Content starts

PR #2346, opened 2026-01-06
gix-pack release

Byron:
This is just a release of `gix-pack`, going through a PR due to branch protections.


gix-transport/Cargo.toml
```diff
@@ -79,8 +79,8 @@ path = "tests/async-transport.rs"
 required-features = ["async-client"]
 
 [dependencies]
-gix-command = { version = "^0.6.4", path = "../gix-command" }
-gix-features = { version = "^0.45.1", path = "../gix-features" }
+gix-command = { version = "^0.6.5", path = "../gix-command" }
+gix-features = { version = "^0.45.2", path = "../gix-features" }
```
EliahKagan, line 83: The `[dependencies]` section is the only change in `gix-transport/Cargo.toml`. I don't expect this to require a release of `gix-transport`, and the version number above in this `Cargo.toml` file is unchanged. But I figured I'd ask just in case, in view of the PR title.

Byron: The PR title definitely is wrong, my apologies. I corrected it now, just to be less confusing.

Only `gix-pack` along with a couple of crates were supposed to be released via `cargo smart-release --allow-empty-release-message --allow-fully-generated-changelogs  --auto-publish-of-stable-crates gix-pack`. However, while it ran I panicked for a moment as it seemed to release a whole lot of other crates.

In the end, it created GitHub releases only for the crates I thought it would create releases for, but the number of actual releases seems higher.

Screenshot 2026-01-06 at 17 50 14

Comparing the number of tags created with the number of releases should bring clarity though, and despite being puzzled, I have trouble to believe that it could do such a thing.

EliahKagan: Thanks for explaining the situation! Should there be an issue for this behavior of `cargo-smart-release`? Or did this happen due to factors outside it?

Another thing I noticed, and wasn't sure if was intentional, is that [the changelog entry](https://github.com/GitoxideLabs/gitoxide/releases/tag/gix-pack-v0.64.1) was written to the GitHub release but not to the [committed file](https://github.com/GitoxideLabs/gitoxide/blob/main/gix-pack/CHANGELOG.md). That seems bad to be, though I haven't looked into whether it's happened before or if it might somehow be intentional.

EliahKagan: It looks like changelogs not being commited is a broder problem:

- https://github.com/GitoxideLabs/gitoxide/discussions/2362

I don't know if this is due to some regression in `cargo-smart-release` or something else.

Byron: > Thanks for explaining the situation! Should there be an issue for this behavior of cargo-smart-release? Or did this happen due to factors outside it?

I don't think it was outside influence, as it did just run through without issues.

Content ends

*AIM OF THE EXERCISE:* Exact transcription of the listing is needed, with no line left out.

*EXERCISE OUTPUT:*
PR #2346, opened 2026-01-06
gix-pack release

Byron:
This is just a release of `gix-pack`, going through a PR due to branch protections.


gix-transport/Cargo.toml
```diff
@@ -79,8 +79,8 @@ path = "tests/async-transport.rs"
 required-features = ["async-client"]
 
 [dependencies]
-gix-command = { version = "^0.6.4", path = "../gix-command" }
-gix-features = { version = "^0.45.1", path = "../gix-features" }
+gix-command = { version = "^0.6.5", path = "../gix-command" }
+gix-features = { version = "^0.45.2", path = "../gix-features" }
```
EliahKagan, line 83: The `[dependencies]` section is the only change in `gix-transport/Cargo.toml`. I don't expect this to require a release of `gix-transport`, and the version number above in this `Cargo.toml` file is unchanged. But I figured I'd ask just in case, in view of the PR title.

Byron: The PR title definitely is wrong, my apologies. I corrected it now, just to be less confusing.

Only `gix-pack` along with a couple of crates were supposed to be released via `cargo smart-release --allow-empty-release-message --allow-fully-generated-changelogs  --auto-publish-of-stable-crates gix-pack`. However, while it ran I panicked for a moment as it seemed to release a whole lot of other crates.

In the end, it created GitHub releases only for the crates I thought it would create releases for, but the number of actual releases seems higher.

Screenshot 2026-01-06 at 17 50 14

Comparing the number of tags created with the number of releases should bring clarity though, and despite being puzzled, I have trouble to believe that it could do such a thing.

EliahKagan: Thanks for explaining the situation! Should there be an issue for this behavior of `cargo-smart-release`? Or did this happen due to factors outside it?

Another thing I noticed, and wasn't sure if was intentional, is that [the changelog entry](https://github.com/GitoxideLabs/gitoxide/releases/tag/gix-pack-v0.64.1) was written to the GitHub release but not to the [committed file](https://github.com/GitoxideLabs/gitoxide/blob/main/gix-pack/CHANGELOG.md). That seems bad to be, though I haven't looked into whether it's happened before or if it might somehow be intentional.

EliahKagan: It looks like changelogs not being commited is a broder problem:

- https://github.com/GitoxideLabs/gitoxide/discussions/2362

I don't know if this is due to some regression in `cargo-smart-release` or something else.

Byron: > Thanks for explaining the situation! Should there be an issue for this behavior of cargo-smart-release? Or did this happen due to factors outside it?

I don't think it was outside influence, as it did just run through without issues.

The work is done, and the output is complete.